**Data supplied:**
═══

PR #199, opened 2026-07-20
fix(ingestion): SSRF hardening and ingestion performance batch

### LINKED ISSUE #132: Performance: /ingestion/jobs loads the entire corpus and rewrites all scores on every GET
**Severity:** Medium
**Location:** `backend/src/hiresense/ingestion/api/routes.py:271-319`; `ingestion/infrastructure/jobs_repository.py:297-323` (`list_all`/`list_filtered` have no LIMIT)
**Confidence:** High

## Description
`list_jobs` calls `list_all`/`list_filtered` (no LIMIT — the whole bucket is pulled into memory per page view), computes skill scores for all rows, ANN-reranks all rows, and when the profile has skills calls `persist_scores_batch` with a `ScoreUpdate` for the **entire corpus** on every GET — a full-table UPDATE even on plain page-2 pagination. The frontend fires several concurrent `list_jobs` calls, so this is N concurrent full-corpus writes per view. This is a distinct angle from closed #76 (which addressed the re-fetch/re-score trigger on filter/sort): the concern here is write amplification and full-corpus materialization on the read path, scaling O(N) with corpus size.

## Proposed solution
Persist scores only for rows whose score actually changed (diff against loaded value) or only the visible page; push pagination/sort into SQL so the full corpus isn't materialized every request; consider recomputing/persisting scores out-of-band rather than on the read path.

═══

**About this exercise:** Give the count of lines in the records that contain "path", and no other text.

**Reply:** 2